Pack it in.

Waterproof Jacket. Waterproof Socks. Waterproof Shorts*. Waterproof Socks. Winter Boots. Vast Tent (waterproof). Flippers. Goggles. Canoe. Beer. More Beer. Will To Live.

Maybe a bike.

Maybe not.

Fairly standard packing list for any event caught in the crossfire of English weather, riding bicycles for indeterminable hours and me. Plan for snow and hope for the best is a tactic that served me well especially during the biblical horror of 2009. If evolution could be morphed with always-on modernity, a new homo-wetian cluster would have emerged from the flooded bog of the West Mendips. Equipped with gills.

Raining outside now. Sky as black as a man with his head in a mucky bucket. Something I’d normally be considering channelling my Ostrich coping strategies. And yet a peek of the fickle forecasting interweb returns only patchy rain, a brisk wind and a little chill. Receiving extreme sunburn is unlikely, but then again so is drowning. I’ve chosen not to believe a bloody word of it. Considering a wetsuit.

Packing has not gone well so far if I’m honest. Last night? Ideal, write a list, locate items, wonder if “amusing elephant” has been added to list by not so amusing child. Fail to locate key items that have clearly been hidden. Will To Live on top of that particular list. Open tailgate, and – with a berserker cry – launch multiple wheelbarrows of useless stuff into the back. Adjust fit with handy sledgehammer, job done.

Went riding instead. Dusted off the Cove with crazy notion of deploying it as a spare bike at the CLiC-24. A second rider would be better. And a third come to that. It repaid my negligence and abandonment with a reminder that disc brakes only work when BOTH pads and disks are available to the caliper. Rear ones on the backing, front ones in there somewhere but insufficiently motivated to prevent lever banging against the bar, while arresting no motion of the front wheel.

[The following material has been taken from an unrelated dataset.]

PR #260, opened 2026-07-26
feat(qwen3-omni): enable audio-in-video for qwen3-omni thinker AR (text + video + audio in video)

cboss6:
## Summary

This PR extends the Qwen3-Omni Thinker RL path in UniRL from video-only to **audio-in-video** reinforcement learning:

Good brakes make you go faster apparently. I sort of get that. But let me expand the theory – no brakes AT ALL make you go very fast indeed. The last descent from the Worcester Beacon shall live long between me and my therapist. I’m sure it’s all fixable although chucking the thing on the trailer and assuming it’ll somehow self heal is unlikely to be a successful approach.

Right, it seems I’m nearly out of time and all out of excuses. I’ll take a camera to record the misery which – obviously – I’ll share with you sometime next week. I wonder if it’s too late to book a B&B 😉

* Kinky. I’m not sure an explanation of “yes they may be plastic but who wants a heavy gritting up the arsecrack?” helps much.